Yikes. I really needed to stop creeping on him like a creepy creeper.

Dragging my gaze downward again, I forced myself to keep my eyes glued to my screen. Unfortunately, my mind refused to get on the bandwagon. The harder I stared at the words I’d been writing, the more they seemed to mock me by blurring into abstract shapes detached from any meaning. There was a word for when that happened. Wordnesia. When a task your brain usually performed on autopilot—like reading or writing—hit a mental speed bump, and the conscious part of your brain realized it didn’t know what it was supposed to be doing.

The back of Tanner King’s head was one big honking mental speed bump that my brain refused to drive over.

Fifteen minutes later, I’d finally managed to write one pathetic sentence about school suspension rates and incarceration when movement in Byron’s office derailed my attention yet again. He and Tanner were on their feet now, moving toward the door. I lowered my head as they emerged, pretending to concentrate on my screen while I tracked them in my peripheral vision.

Whatever their mystery meeting had been about, it was over now, thank god. Byron would walk Tanner out, and he’d be gone gone gone so I could get back to my regularly scheduled day without the back of his head derailing my productivity.

Only Byron didn’t lead Tanner toward the elevators. He appeared to be leading him straight to me.

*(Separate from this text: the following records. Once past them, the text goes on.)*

PR #12119, opened 2020-09-17
docfix: Replace Skydoc reference with Stardoc, as former is deprecated

thundergolfer:
I just followed the Skydoc link from https://docs.bazel.build/versions/master/skylark/deploying.html#documentation and see that Skydoc is "heavily deprecated" in favour of Stardoc, so I'm not sure if Skydoc should still be referenced in the latest Bazel  documentation.


gregestren:
Paging @c-parsons for domain expertise.

gregestren:
CC @laurentlb

c-parsons (approved):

Please no. Please don’t bring him over here.

But that was exactly what he was doing. Byron was looking right at me, and I wished one of my superpowers was invisibility so I could fade into the bland gray office furnishings and disappear completely.

As Arwen and Linh turned in their chairs to track Byron’s approach with Tanner, I summoned my This is Fine face. I had a first-rate This is Fine face. So good, it might even be considered a superpower. It was infinitely useful for any occasion when you needed people to think you had everything under control and were definitely not panicking inside. Like, for instance, the sudden appearance of your boss at your desk with your bitter ex in tow.

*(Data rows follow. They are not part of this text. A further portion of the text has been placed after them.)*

Issue #12113, opened 2020-09-16
Duplicate file uploads over gRPC


ulfjack:
### Description of the problem / feature request:

Bazel does not deduplicate file uploads across actions, so it may attempt multiple uploads of the same content in parallel. If these are large files, then this causes significant network overhead.

For remote builds of TensorFlow over the public internet, this makes the build take a very long time.

### Bugs: what's the simplest, easiest way to reproduce this bug? Please provide a minimal example if possible.

```
[genrule(
  name = "bar-%s" % i,
  srcs = ["input.txt"],
  outs = ["bar-%s.txt" % i],
  cmd = "cp $< $@",
) for i in range(0, 100)]
```

Enable a remote gRPC cache or executor.

### What operating system are you running Bazel on?

Linux.

###  Have you found anything relevant by searching the web?

This was previously also reported here, but I could not find a matching bug report:
https://github.com/bazelbuild/remote-apis/pull/131#issuecomment-615312235

@EdSchouten

ulfjack:
I have a patch to deduplicate uploads, which has shown significant reductions in build times across a number of different builds and network configurations.

ulfjack:
My patch is here: https://github.com/ulfjack/bazel/tree/blob-existence-cache

I am currently in the process of cleaning it up and splitting it into smaller PRs.

moroten:
I have been using (a rebased variant of) https://github.com/moroten/bazel/commits/optimize-remote-execution for a while now. With these patches, I usually run into limited CPU capacity on my laptop, with no network or remote execution limitations.

One part of the patch chain is the in memory caches, which I've put command line options to adjust the size of. That seems like a clumsy solution, it would be better to automatically scale the size according to available memory. @ulfjack What are your thoughts about the memory management? I see that you use `ConcurrentHashMap` on your branch as well.

ulfjack:
We haven't seen any memory issues so far, but you're right @moroten, it's probably a good idea to limit memory use. I don't have a good proposal at this time.

moroten:
We keep the Bazel server running "forever" on our CI servers, so we will eventually fill the memory. One idea we have is to port our C++ rules to Starlark and thereby avoid loading .d files. That will mean that I can turn off the CAS and the memory footprint of the AC can increase.

Is one option to have a command line flag saying either specify number of bytes to use or, if specified with % suffix, a percentage of available memory when the Bazel server starts? How is the memory management handled more generally in Bazel?

[...]

PR #12120, opened 2020-09-17
RemoteExecutionCache: extract single-digest method

ulfjack:
This is in preparation for adding a cache to this class that deduplicates
uploads.

Progress on #12113.

Change-Id: Ic39347a7a7a8dc7cfd463d78f0a80e0d26a970bc

### DIFF
--- a/src/main/java/com/google/devtools/build/lib/remote/RemoteExecutionCache.java
+++ b/src/main/java/com/google/devtools/build/lib/remote/RemoteExecutionCache.java
@@ -66,10 +66,6 @@ public class RemoteExecutionCache extends RemoteCache {
 
     List<ListenableFuture<Void>> uploadFutures = new ArrayList<>();
     for (Digest missingDigest : missingDigests) {
-      if (!missingDigests.contains(missingDigest)) {
-        continue;
-      }
-
       uploadFutures.add(uploadBlob(missingDigest, merkleTree, additionalInputs));
     }
 
--- a/src/main/java/com/google/devtools/build/lib/remote/RemoteExecutionCache.java
+++ b/src/main/java/com/google/devtools/build/lib/remote/RemoteExecutionCache.java
@@ -20,7 +20,9 @@ import build.bazel.remote.execution.v2.Digest;
 import build.bazel.remote.execution.v2.Directory;
 import com.google.common.collect.ImmutableSet;
 import com.google.common.collect.Iterables;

Tanner stood partially behind Byron, looking tense as his gaze flitted around the office. I had the impression he was lurking behind Byron on purpose, as though I might suddenly attack or turn him to stone if he accidentally made eye contact with me.

“Good news,” Byron said cheerfully. “Content marketing is finally getting the extra pair of hands you’ve been needing since Jill left.”

My eyes went wide, and I amped up my This is Fine face a few notches, affecting an expression of pleasant surprise rather than growing dread.

He can’t mean Tanner. Tanner works in sales. He has a job already—a much better job than this. He doesn’t even have marketing experience. Also, he’d never in a million years agree to work with me.

“Everyone, this is Tanner King.” Byron stepped to the side, leaving Tanner exposed to our scrutiny. “That’s right, he’s one of those Kings,” Byron added with an obsequious wink I knew Tanner must be hating. “And he’s going to be joining you on the content marketing team starting today.”